Good Afternoon Guys!

I have just joined UK-Muscle as I was hoping to use this place as a forum to track my progress and my ultimate goal of hopefully competing in a Bikini Fitness comp!

Anyone that has any advice, I would welcome it!

Thanks guys

xxx


----------



## UK2USA (Jan 30, 2016)

Welcome. Maybe posting in the female bodybuilding sub will get you a better response?


----------



## FelonE1 (Dec 23, 2013)

Welcome. Good to have some more females joining lately.


----------



## Plate (May 14, 2015)

Welcome


----------



## cypssk (Jun 29, 2008)

Hi an welcome to UK muscle


----------



## Dark sim (May 18, 2013)

Hi there

What advice are you after?


----------



## EXTREME (Aug 5, 2005)

Hi Lou Lou,

Best advice I can give you at this point in your competitive career is find someone who you can trust to advise you, not someone whose in it for the money, selling you anything, trying to get a date with you or seeking a name for themselves off the back of you.

A good, honest coach can make your journey more enjoyable with better results, they are more likely to make it harder than easier because that is the only way to be the best you can be.

Doug

http://www.extremenutrition.co.uk


----------



## megatron (Apr 21, 2004)

Oh god another Bikini girl...

Just stop eating ice cream for a few weeks, pretend to train 2-3 times a week and take endless selfies with your arse hanging out.

There you go


----------



## Jammy Dodger (Nov 2, 2014)

How can anyone give you advice when they know nothing about you or what condition you are in? Post some pictures and what you are trying to work on.

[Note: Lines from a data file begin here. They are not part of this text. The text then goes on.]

PR #9162, opened 2023-07-06
output/eve: add 'verdict' field to 'alert' and 'drop' events -  v8

jufajardini:
Link to [redmine](https://redmine.openinfosecfoundation.org/projects/suricata/issues) ticket:
https://redmine.openinfosecfoundation.org/issues/5464

Previous PR: https://github.com/OISF/suricata/pull/8596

Post some pics so people can advise you*.

*Have a wank.


----------



## Lou-Lou (Jan 19, 2016)

Hi Guys,

Thank you all for your responses. I have changed my pic now to some arm progress and I'll keep doing so until I reach my goal...

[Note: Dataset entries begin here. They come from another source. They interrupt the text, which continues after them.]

PR #9217, opened 2023-07-12
util/mime: skip over any invalid char

inashivb:
Link to [redmine](https://redmine.openinfosecfoundation.org/projects/suricata/issues) ticket: https://redmine.openinfosecfoundation.org/issues/6207
https://redmine.openinfosecfoundation.org/issues/6135

Previous PR: #9215

Changes since v6:
- remove unneeded fn

SV_BRANCH=https://github.com/OISF/suricata-verify/pull/1307

PR #9219, opened 2023-07-12
Inashivb/base64 fuzz fix/v8

catenacyber:

Previous PR: #9217

Changes since v6:
- Accounts for `=` in the base64 alphabet
- Adds an optional optimization commit

SV_BRANCH=https://github.com/OISF/suricata-verify/pull/1307

### DIFF
--- a/src/util-base64.c
+++ b/src/util-base64.c
@@ -64,6 +64,21 @@ static inline int GetBase64Value(uint8_t c)
 }
 
 /**
+ * \brief Checks if the given char in a byte array is Base64 alphabet
+ *
+ * \param Char that needs to be checked
+ *
+ * \return True if the char was Base64 alphabet, False otherwise
+ */
+bool IsBase64Alphabet(uint8_t encoded_byte)
+{
+    if (GetBase64Value(encoded_byte) < 0 && encoded_byte != '=') {
+        return false;
+    }
+    return true;
+}
+
+/**
  * \brief Decodes a 4-byte base64-encoded block into a 3-byte ascii-encoded block
  *
  * \param ascii the 3-byte ascii output block
--- a/src/util-decode-mime.c
+++ b/src/util-decode-mime.c
@@ -1184,9 +1184,8 @@ static uint32_t ProcessBase64Remainder(
 
     /* Strip spaces in remainder */
     for (uint8_t i = 0; i < state->bvr_len; i++) {
-        if (IsBase64Alphabet(state->bvremain[i])) {
-            block[cnt++] = state->bvremain[i];
-        }
+        DEBUG_VALIDATE_BUG_ON(!IsBase64Alphabet(state->bvremain[i]));
+        block[cnt++] = state->bvremain[i];
     }
 
     /* if we don't have 4 bytes see if we can fill it from `buf` */
--- a/src/util-decode-mime.c
+++ b/src/util-decode-mime.c
@@ -1184,7 +1184,7 @@ static uint32_t ProcessBase64Remainder(
 
     /* Strip spaces in remainder */
     for (uint8_t i = 0; i < state->bvr_len; i++) {
-        if (state->bvremain[i] != ' ') {
+        if (IsBase64Alphabet(state->bvremain[i])) {
             block[cnt++] = state->bvremain[i];
         }
     }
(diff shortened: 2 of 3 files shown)


src/util-decode-mime.c
```diff
@@ -1184,9 +1184,8 @@ static uint32_t ProcessBase64Remainder(
 
     /* Strip spaces in remainder */
     for (uint8_t i = 0; i < state->bvr_len; i++) {
-        if (IsBase64Alphabet(state->bvremain[i])) {
-            block[cnt++] = state->bvremain[i];
-        }
+        DEBUG_VALIDATE_BUG_ON(!IsBase64Alphabet(state->bvremain[i]));
```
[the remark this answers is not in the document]
catenacyber: This is meant to be unreachable

Every character in `bvremain` is base64

src/util-base64.c
```diff
@@ -63,6 +63,21 @@ static inline int GetBase64Value(uint8_t c)
...
+/**
+ * \brief Checks if the given char in a byte array is Base64 alphabet
+ *
+ * \param Char that needs to be checked
+ *
+ * \return True if the char was Base64 alphabet, False otherwise
+ */
+bool IsBase64Alphabet(uint8_t encoded_byte)
+{
+    if (GetBase64Value(encoded_byte) < 0 && encoded_byte != '=') {
```
inashivb, line 75: Please check the following case:
Last blk of data that is being parsed in the remainder is:
`D=`,
with this patch, we do,
D -> Base64Alphabet? Yes -> add to the buffer
= -> Base64Alphabet? Yes -> add to the buffer

Now, the buffer becomes `D=`, we save this because it's not 4 bytes, we have next chunk of data come in, say, `BLAhblah` we add it the existing buffer, and, decode/process the remainder, which now is `D=BL`.

Is this correct?

With the earlier behavior, we'd be passing `DBLA` for decoding/processing the remainder.

src/util-decode-mime.c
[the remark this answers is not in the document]
inashivb: oh. Sorry. Thought this was the CopyRemainder check..

src/util-base64.c
catenacyber: This is meant for
```
NA=
=Mg
==
```
which should decode into 42 and not into `34 03 20`
as is done for
```
NA==
Mg==
```

What is the correct result for `D=BL` ?

For me
```
D=
BLAhblah
```
And
`D=BLAhblah ` should get decoded the same way

src/util-decode-mime.c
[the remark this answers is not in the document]
catenacyber: But we check before filling bvremain, right ?

src/util-base64.c
inashivb: > For me
> D=
> BLAhblah
>
> And
> D=BLAhblah should get decoded the same way

I thought we were establishing that padding bytes `=` should only happen to the right most to be dealt with correctly? Are we not?

src/util-decode-mime.c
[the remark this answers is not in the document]
inashivb: yes, indeed. Sorry. The buf check comes later

src/util-base64.c
catenacyber: I do not think we are

`DecodeBase64` can make `padding++` and then `bbidx++` for `D=BL`

But this is another bug/feature...

victorjulien: Can we have test cases for each of the discussed scenarios?

catenacyber: @inashivb how can we test ? Just have S-V tests with all these scenarios ?..
Looks like an overkill but unit tests running multiple times DecodeBase64 as mime does not look obvious to me as well...

Scenario being 
```
NA=
=Mg
==
```

inashivb: Looking at this again, I'm still unsure what to test against.
What I think:
Case 1: For a string like
`D=BLAHblah`, we should skip over `=` as it's not acting as a padding byte here but as an invalid char instead.
This would require fixing our Base64Decode legacy code.
Q: 
Case 2: For buf input like
```
NA=
=Mg
==
```
It is fair to expect it to be decoded like: `NA==` followed by `Mg==` as the padding bytes are where they should be.

What do you think the output should be for these cases? Will create patch and/or tests accordingly.

catenacyber: Case 1 `D=BLAHblah` is beyond the scope of this PR, to see after release
Behavior was there before and will be there after

```
NA=
=Mg
==
```

should be handled as `NA==Mg==` whatever the linefeeds

catenacyber:
Replaced by #9226

victorjulien:
qa pipeline 15151 shows some alert deviations and other warnings that should be evaluated when this work is picked back up.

Been training almost every day and loving it so far. Any advice on food would be amazing as i'm loosing too much weight at the moment.

xxx


----------



## Dark sim (May 18, 2013)

Lou-Lou said:


> Hi Guys,
> 
> Thank you all for your responses. I have changed my pic now to some arm progress and I'll keep doing so until I reach my goal...
> 
> ...


 If you are losing weight, you simply need to eat more.

Do you have a federation in mind that you want to compete in?

I would recommend training legs twice a week, emphasis on glutes. The butt wins shows for bikini girls.

Remember rest days are important too.


----------



## GCMAX (Dec 31, 2013)

Hi and welcome 

Can you do a before pic so us guys can judge (with our trousers on) and an after pic (no guarantees on trousers) ?


----------



## Plate (May 14, 2015)

GCMAX said:


> Hi and welcome
> 
> Can you do a before pic so us guys can judge (with our trousers on) and an after pic (no guarantees on trousers) ?


 I can guarantee there will be no trousers


----------



## FelonE1 (Dec 23, 2013)

Lou-Lou said:


> Hi Guys,
> 
> Thank you all for your responses. I have changed my pic now to some arm progress and I'll keep doing so until I reach my goal...
> 
> ...


 Are you on Instagram?


----------



## DLChappers (May 14, 2014)

Welcome to UK-M! Get a log started asap :thumbup1:

Don't let these douchebags put you off... you'll get used to the banter pretty quick.


----------



## Omen669 (Jun 11, 2015)

Welcome.

Dark sim and a few of the female competitors we have, will help you out I'm sure

Good luck.


----------



## Archaic (Mar 8, 2010)

Omen669 said:


> Dark sim and a few of the female competitors we have, will help you out I'm sure


 Sounds a bit like you're calling him a woman. :whistling:


----------



## Omen669 (Jun 11, 2015)

Archaic said:


> Sounds a bit like you're calling him a woman. :whistling:


 I've heard he's good with women


----------